New Delhi: Three in four Indians are yet to taste the fruits of economic growth—or indeed, its veggies.
Recent research published in the British medical journal Lancet calculates fruit and vegetable intake among people of different countries, on the basis of gross national income per person.
The research finds that the average global intake of fruits and vegetables is less than required levels—defined as at least two servings of fruits and three servings of vegetables per person per day. And affordability is a crucial factor behind the deficient intake.
In low-income countries, including India, only 27% of the population could have more than one serving of fruits per day.
The study is based on responses received from 157,000 adults aged 35-70 years in 18 countries and five continents between 1 January 2003 and 31 December 2013. The researchers considered 143,000 respondents as the rest did not report “plausible energy intake” in the range of 500-5,000 kilo calories per day.
The selected countries were taken from four groups: low income (Bangladesh, India, Pakistan, Zimbabwe); low-middle income (China, Colombia, Iran, Occupied Palestinian Territory); upper-middle income (Argentina, Brazil, Chile, Malaysia, Poland, Turkey, South Africa) and high-income (Canada, Sweden, United Arab Emirates).
Data collected by the researchers shows that the lower the average income of a country, the lower the average consumption of fruits and vegetables. For the entire cohort, and bottom three income-group countries, consumption levels are lower than the required number of servings.
Both price levels and prices as a proportion of overall income levels are to blame for the lower consumption levels in poorer countries. In purchasing power parity terms, vegetables are cheapest in low-income countries while fruits are the most expensive. However, the real difference lies in the cost of one serving of fruit or vegetable as a share of income per household. These values for low-income countries are in multiples of 19 and 50 for vegetables and fruits in comparison with their respective levels in high-income countries.As is to be expected, low-income countries have the highest share of population that cannot afford the required servings of fruits and vegetables.
How difficult would it be to bridge this gap? It would be a gigantic task in low-income countries, as more than half of the households’ income would have to be spent to achieve these consumption levels. The requirement drops to less than 2% for high-income countries. The income requirements are higher in rural areas than urban areas.

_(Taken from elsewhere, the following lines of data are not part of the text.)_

PR #1622, opened 2026-06-24
fix [2013] change num of decimals displayed

gwan93:
Ref: https://trello.com/c/Uqc7cE4o/2013-macroinvertrebrate-summary-table-needs-to-use-the-same-number-of-decimal-places

Note: the summary looks a little different because another PR with the format changes is waiting to be reviewed

image

---Every PR---

---Transitional Changes---

---Post-Merge---


alanjleonard (approved):

src/library/macroinvertebrates/useBeltInvertDensityMetrics.ts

The study’s findings help us contextualize an earlier Plainfacts article which showed that increase in fruit and vegetable consumption in India (a low-income country) has been much less than the increase in China (a low-middle income country). This is despite the fact that India’s horticultural production has almost tripled since 1991-92.
The paper quotes an earlier Lancet study which showed that the lack of enough fruits and vegetables in the diet was responsible for 1.7 million deaths globally. It also says that increasing their availability and affordability is crucial to improving quality of diet of most people in low-income and low-middle income countries.
There has been big debate in India on the increasing gap between poverty estimates and average calorie intake levels. The majority view holds that declines in calorie intakes should not be taken as an indicator of worsening income levels. This consensus notwithstanding, concerns remain about the alarming level of malnutrition in the country. The glaring deficiency of fruits and vegetables in Indian diets is another pointer to the poor quality of diet of the average Indian.